The Global South and Comparative Constitutional Law

The Global South and Comparative Constitutional Law
Author :
Publisher : Oxford University Press
Total Pages : 320
Release :
ISBN-10 : 9780192590749
ISBN-13 : 019259074X
Rating : 4/5 (49 Downloads)

Synopsis The Global South and Comparative Constitutional Law by : Philipp Dann

This volume makes a timely intervention into a field which is marked by a shift from unipolar to multipolar order and a pluralization of constitutional law. It addresses the theoretical and epistemic foundations of Southern constitutionalism and discusses its distinctive themes, such as transformative constitutionalism, inequality, access to justice, and authoritarian legality. This title has three goals. First, to pluralize the conversation around constitutional law. While most scholarship focuses on liberal forms of Western constitutions, this book attempts to take comparative law's promise to cover all major legal systems of the world seriously; second, to reflect critically on the epistemic framework and the distribution of epistemic powers in the scholarly community of comparative constitutional law; third, to reflect on - and where necessary, test - the notion of the Global South in comparative constitutional law. This book breaks down the theories, themes, and global picture of comparative constitutionalism in the Global South. What emerges is a rich tapestry of constitutional experiences that pluralizes comparative constitutional law as both a discipline and a field of knowledge.

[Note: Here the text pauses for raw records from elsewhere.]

PR #285, opened 2021-09-22
Reclassify branch

dfguerrerom:


12rambau (changes requested):
@dfguerrerom I see that codecov is complaining a lot and it was really a pain to test everything only at the end ;-) 

Now that we are using pytest (way much more pythonic than unittest) could you have a look and check if you can add the appropirate tests ? 

If you have questions and/or don't manage to find something I can help/answer

dfguerrerom:
- First, sorry for the first commit, of this round, it is just noise. 
- I've introduced some useful fixtures in the `conftest.py` file, could you take a look?, so I can keep testing the other objects?
- In the ReclassifyModel I got an 80% of coverage, the only method that I haven't tested is the reclassify with GEE... do we have to export the data and then wait for completion to test the result?

12rambau:
> * First, sorry for the first commit, of this round, it is just noise.

No worries, I make noise all the time 

> * I've introduced some useful fixtures in the `conftest.py` file, could you take a look?, so I can keep testing the other objects?

I discovered `pytest` recently as I was force by the Jupyter team to use it for the small feature I added in `ipyvue`. I found it more pythonic and turned everything in `sepal_ui` from `unittest` to `pytest`. But this `fixture` thing is awesome, I'll move some other fixtures that I'm creating over the other classes in here that will be way easier to read.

Colonial Constitutionalism

Colonial Constitutionalism
Author :
Publisher : Lexington Books
Total Pages : 176
Release :
ISBN-10 : 0739104322
ISBN-13 : 9780739104323
Rating : 4/5 (22 Downloads)

Synopsis Colonial Constitutionalism by : E. Robert Statham

Colonial Constitutionalism exposes one of the great failures of American democracy. It posits that the creation of a U.S. 'empire' over the last century violated the basis of American constitutionalism through its failure to fully admit annexed offshore territories into the Union. The book's focused case studies analyze each of America's quasi-colonies, revealing how the perpetuation of a this 'imperialist' strategy has rendered the inhabitants second class citizens. E. Robert Statham, Jr.'s work emphasizes the pressing need--in the face of increasingly strident calls for sovereign independence from America's offshore territories--for a modern American republic, fundamentally incompatible with imperialism and colonialism, to grant full U.S. statehood to its overseas possessions.

Decolonizing Human Rights

Decolonizing Human Rights
Author :
Publisher : Cambridge University Press
Total Pages : 157
Release :
ISBN-10 : 9781108417136
ISBN-13 : 1108417132
Rating : 4/5 (36 Downloads)

Synopsis Decolonizing Human Rights by : Abdullahi Ahmed An-Naim

This book advances practical protection of human rights, and challenge claims of western monopoly of human rights discourse.